◆ TASK STATEMENT ◆
Read the data below line by line and copy each one with "should" in it.

◆ PROVIDED ENTRIES ◆
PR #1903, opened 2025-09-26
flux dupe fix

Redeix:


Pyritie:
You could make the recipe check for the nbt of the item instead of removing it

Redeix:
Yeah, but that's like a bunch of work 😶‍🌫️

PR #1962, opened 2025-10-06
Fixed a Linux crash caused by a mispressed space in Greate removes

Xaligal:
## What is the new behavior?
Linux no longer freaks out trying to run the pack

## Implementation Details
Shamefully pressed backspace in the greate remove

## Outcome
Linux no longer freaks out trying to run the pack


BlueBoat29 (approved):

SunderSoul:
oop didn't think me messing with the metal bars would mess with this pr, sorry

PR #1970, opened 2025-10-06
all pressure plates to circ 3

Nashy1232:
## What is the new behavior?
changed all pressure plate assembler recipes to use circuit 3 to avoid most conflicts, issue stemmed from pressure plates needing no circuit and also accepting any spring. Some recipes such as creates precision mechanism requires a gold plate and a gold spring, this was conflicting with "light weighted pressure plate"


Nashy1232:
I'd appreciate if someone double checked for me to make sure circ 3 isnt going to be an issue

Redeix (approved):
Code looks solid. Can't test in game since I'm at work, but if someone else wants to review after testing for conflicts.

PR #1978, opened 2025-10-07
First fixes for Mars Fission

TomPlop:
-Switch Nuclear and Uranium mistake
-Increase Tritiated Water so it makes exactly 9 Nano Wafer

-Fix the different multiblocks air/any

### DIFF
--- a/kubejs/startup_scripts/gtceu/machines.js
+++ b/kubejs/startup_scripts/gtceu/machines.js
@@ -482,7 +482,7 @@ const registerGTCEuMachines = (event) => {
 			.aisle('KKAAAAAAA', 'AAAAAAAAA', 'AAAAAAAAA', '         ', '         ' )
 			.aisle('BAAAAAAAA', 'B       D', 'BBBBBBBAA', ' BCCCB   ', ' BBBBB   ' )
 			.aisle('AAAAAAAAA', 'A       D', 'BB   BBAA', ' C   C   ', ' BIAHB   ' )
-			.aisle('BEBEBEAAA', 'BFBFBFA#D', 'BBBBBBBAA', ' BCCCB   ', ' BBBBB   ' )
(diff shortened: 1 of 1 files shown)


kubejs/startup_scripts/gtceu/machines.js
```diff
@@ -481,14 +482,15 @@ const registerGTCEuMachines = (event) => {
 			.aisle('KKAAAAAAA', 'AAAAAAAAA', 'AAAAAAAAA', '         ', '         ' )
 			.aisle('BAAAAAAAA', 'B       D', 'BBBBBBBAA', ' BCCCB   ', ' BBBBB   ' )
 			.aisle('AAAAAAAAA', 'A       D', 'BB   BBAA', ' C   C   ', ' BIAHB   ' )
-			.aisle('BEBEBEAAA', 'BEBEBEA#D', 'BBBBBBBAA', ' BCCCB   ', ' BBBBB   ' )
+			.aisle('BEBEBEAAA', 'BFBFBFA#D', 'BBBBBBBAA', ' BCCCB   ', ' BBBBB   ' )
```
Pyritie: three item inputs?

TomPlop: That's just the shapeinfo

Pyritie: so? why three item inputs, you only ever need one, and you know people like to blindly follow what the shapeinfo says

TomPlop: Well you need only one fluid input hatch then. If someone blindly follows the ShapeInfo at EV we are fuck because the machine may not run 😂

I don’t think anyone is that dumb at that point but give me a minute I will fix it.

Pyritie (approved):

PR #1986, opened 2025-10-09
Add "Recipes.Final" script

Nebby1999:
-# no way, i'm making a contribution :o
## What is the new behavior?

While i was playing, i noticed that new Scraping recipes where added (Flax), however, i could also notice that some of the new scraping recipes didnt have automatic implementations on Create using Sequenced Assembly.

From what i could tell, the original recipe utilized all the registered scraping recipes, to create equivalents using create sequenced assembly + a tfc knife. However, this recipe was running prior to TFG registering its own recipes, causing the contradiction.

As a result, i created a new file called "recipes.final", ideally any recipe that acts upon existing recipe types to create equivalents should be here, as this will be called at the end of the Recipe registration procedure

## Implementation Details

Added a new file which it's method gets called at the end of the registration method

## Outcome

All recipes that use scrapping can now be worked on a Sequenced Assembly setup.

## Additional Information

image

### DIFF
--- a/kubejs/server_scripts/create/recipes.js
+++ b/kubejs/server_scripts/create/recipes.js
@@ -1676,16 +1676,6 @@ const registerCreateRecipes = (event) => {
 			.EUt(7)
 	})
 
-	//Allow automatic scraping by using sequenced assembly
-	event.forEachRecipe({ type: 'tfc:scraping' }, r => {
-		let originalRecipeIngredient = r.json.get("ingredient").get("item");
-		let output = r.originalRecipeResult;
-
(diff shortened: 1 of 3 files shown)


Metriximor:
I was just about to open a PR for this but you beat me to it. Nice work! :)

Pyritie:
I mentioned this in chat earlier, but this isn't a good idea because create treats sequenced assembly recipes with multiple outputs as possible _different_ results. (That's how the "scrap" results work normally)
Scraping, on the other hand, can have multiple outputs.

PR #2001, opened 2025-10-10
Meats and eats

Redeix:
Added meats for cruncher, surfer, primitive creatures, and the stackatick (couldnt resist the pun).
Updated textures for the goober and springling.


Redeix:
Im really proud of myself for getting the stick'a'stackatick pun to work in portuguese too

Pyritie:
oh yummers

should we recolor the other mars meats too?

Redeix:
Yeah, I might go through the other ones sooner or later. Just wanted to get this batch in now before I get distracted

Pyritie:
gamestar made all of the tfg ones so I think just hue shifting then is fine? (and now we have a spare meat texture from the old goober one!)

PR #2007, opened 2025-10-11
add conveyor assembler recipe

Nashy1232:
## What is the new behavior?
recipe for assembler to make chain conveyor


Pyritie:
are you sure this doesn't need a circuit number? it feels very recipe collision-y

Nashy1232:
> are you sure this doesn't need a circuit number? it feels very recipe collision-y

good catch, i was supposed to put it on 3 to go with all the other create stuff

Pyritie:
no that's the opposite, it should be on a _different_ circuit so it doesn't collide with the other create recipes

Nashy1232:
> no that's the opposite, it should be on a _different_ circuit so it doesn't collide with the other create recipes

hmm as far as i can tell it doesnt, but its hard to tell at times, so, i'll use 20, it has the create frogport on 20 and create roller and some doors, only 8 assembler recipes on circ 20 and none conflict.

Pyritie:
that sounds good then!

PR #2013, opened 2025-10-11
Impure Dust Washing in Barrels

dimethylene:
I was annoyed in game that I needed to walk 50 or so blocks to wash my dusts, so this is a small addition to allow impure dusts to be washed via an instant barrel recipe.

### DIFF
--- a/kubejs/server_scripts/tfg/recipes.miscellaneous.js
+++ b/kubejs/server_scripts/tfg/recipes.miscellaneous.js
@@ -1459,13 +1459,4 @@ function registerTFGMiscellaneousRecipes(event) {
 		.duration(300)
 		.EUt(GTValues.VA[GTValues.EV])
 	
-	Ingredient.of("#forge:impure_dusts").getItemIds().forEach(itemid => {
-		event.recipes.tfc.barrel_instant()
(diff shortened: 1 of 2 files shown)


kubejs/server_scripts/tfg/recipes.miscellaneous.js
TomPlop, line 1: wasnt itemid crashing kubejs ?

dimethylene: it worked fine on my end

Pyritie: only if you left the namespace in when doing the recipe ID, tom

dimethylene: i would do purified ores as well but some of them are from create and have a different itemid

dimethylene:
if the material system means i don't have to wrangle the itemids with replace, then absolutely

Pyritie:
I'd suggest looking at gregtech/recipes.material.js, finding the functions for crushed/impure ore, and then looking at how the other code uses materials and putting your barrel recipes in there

◆ RESPONSE TO THIS TASK ◆
As a result, i created a new file called "recipes.final", ideally any recipe that acts upon existing recipe types to create equivalents should be here, as this will be called at the end of the Recipe registration procedure
should we recolor the other mars meats too?
no that's the opposite, it should be on a _different_ circuit so it doesn't collide with the other create recipes
> no that's the opposite, it should be on a _different_ circuit so it doesn't collide with the other create recipes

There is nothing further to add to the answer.